# Residenza required to marry an Italian citizen?



## scollier0 (Aug 24, 2018)

Hi everyone,

I am a British citizen who just arrived in Milan last week, and I am trying to muddle through all my documentation. I have received conflicting advice on the issue of Residenza. I will be teaching in an international school, and as part of an agreement between the governments of Italy and the UK, the first 2 years my wage is tax free in either country. The school have a specific agreement that allows me to be without Residenza for 2 years, so I avoid having my wage taxed.\

However, I am engaged to an Italian citizen with Residenza in Milan, and we plan to get married in Italy next summer. Do I need to obtain Residenza myself before/after the wedding? As if I do so I will lose my tax free status. Or is it possible to marry next summer, remain without Residenza until 2020 according to my school's agreement, and then apply for Residenza after my 2 years of tax free status has ended? I plan to settle in Milan for the longterm future.

Thank you for any advice,

Simon.


----------



## GeordieBorn (Jul 15, 2016)

You do not have to be resident to get married. Although I'm suprised at the deal you have, I can't see how anything will have changed. What is your new employer telling you?


----------



## scollier0 (Aug 24, 2018)

I have only had a brief conversation so far, as the specific staff member does not start work again until Monday. But I was advised that their teachers do usually not take up Residenza until after the 2 year tax-free time is up, so they avoid paying the tessera sanitaria as well as other taxes.
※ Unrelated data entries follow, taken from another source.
PR #639, opened 2019-08-17
Updated regular expressions, fixed a few bugs, added tests for v0.15.0

jadchaar:
- `X` token can now properly parse float timestamp strings
- Time strings in basic and extended format are now parsed using a regular expression
- "Z" is no longer stripped from the end of the string to prevent mutating the passed in datetime string. I changed it to now split on the "Z" as well as the + and -, so the parsing logic now understands that a `tz` is present and will parse it accordingly (rather than going on the assumption that the logic defaults to UTC and ignores the Z, it is now more explicit with a `tzutc` object).
- Removed stripping of trailing whitespace
- Added a number of tests for regular expressions and the basic format
- `ParserError` exceptions that were thrown when the `day_of_year` logic encountered an error were not shown to the user because they were being prematurely caught. I fixed this by adding a new `ParserMatchError` that inherits from `ParserError` that can be caught by the internal logic and allow the `ParserErrors` to propagate.
- `ParserError` now inherits from `ValueError`, which makes more sense then a `RuntimeError`.
- Removed warnings and incremented version.


jadchaar:
Note: tests seem to be passing, but we are still not at 100% coverage.

arrow/parser.py
```diff
@@ -120,6 +122,7 @@ def parse_iso(self, datetime_string):
         has_tz = False
 
         # TODO: add tests for all the new formats, especially basic format
+        # NOTE: YYYYMM is omitted to avoid confusion with YYMMDD (no longer part of ISO 8601, but is still often used)
```
systemcatch: We don't test for `YYMMDD` in `parse_iso` though so `YYYYMM` could be allowed?

arrow/parser.py
```diff
@@ -141,53 +144,66 @@ def parse_iso(self, datetime_string):
...
 
             if has_space_divider:
                 date_string, time_string = datetime_string.split(" ", 1)
             else:
                 date_string, time_string = datetime_string.split("T", 1)
 
-            time_parts = re.split("[+-]", time_string, 1)
-            colon_count = time_parts[0].count(":")
+            time_parts = re.split(r"[\+\-Z]", time_string, 1, re.IGNORECASE)
+            # TODO: should we prevent mixing basic and extended formats? would need to ensure that dates, times, and timezones are in same format
```
systemcatch: I think we can leave that for a future release

arrow/parser.py
```diff
@@ -141,53 +144,66 @@ def parse_iso(self, datetime_string):
...
+            # use 'ZZ' token instead since tz offset is present in non-basic format
+            if len(time_parts) == 2 and ":" in time_parts[1]:
+                tz_format = "ZZ"
 
-            has_tz = len(time_parts) > 1
-            has_hours = len(time_parts[0]) == 2
-            has_minutes = colon_count == 1 or len(time_parts[0]) == 4
-            has_seconds = colon_count == 2 or len(time_parts[0]) == 6
-            has_subseconds = re.search("[.,]", time_parts[0])
+            time_components = self._TIME_RE.match(time_parts[0])
```
systemcatch: :clap: regex to the rescue again!

arrow/parser.py
```diff
@@ -351,33 +365,31 @@ def _build_datetime(parts):
 
         timestamp = parts.get("timestamp")
 
-        if timestamp:
+        if timestamp is not None:
```
systemcatch: any reason for changing this?

arrow/parser.py
```diff
@@ -429,23 +441,23 @@ def _choice_re(choices, flags=0):
 
 
 class TzinfoParser(object):
-
-    _TZINFO_RE = re.compile(r"([+\-])?(\d\d):?(\d\d)?")
+    # TODO: test against full timezone DB
```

They assured me that this is an above board agreement, but I've not been able to speak to this specific member of staff yet.


----------



## KenzoXIV (Nov 13, 2013)

scollier0 said:


> I have only had a brief conversation so far, as the specific staff member does not start work again until Monday. But I was advised that their teachers do usually not take up Residenza until after the 2 year tax-free time is up, so they avoid paying the tessera sanitaria as well as other taxes. They assured me that this is an above board agreement, but I've not been able to speak to this specific member of staff yet.


2 years tax free.... That seems way too good to be true! I certainly didnt get 2 years tax free but I work on my own with Partita IVA. Maybe that is why... Or my accountant is useless... could be either really :rant:


----------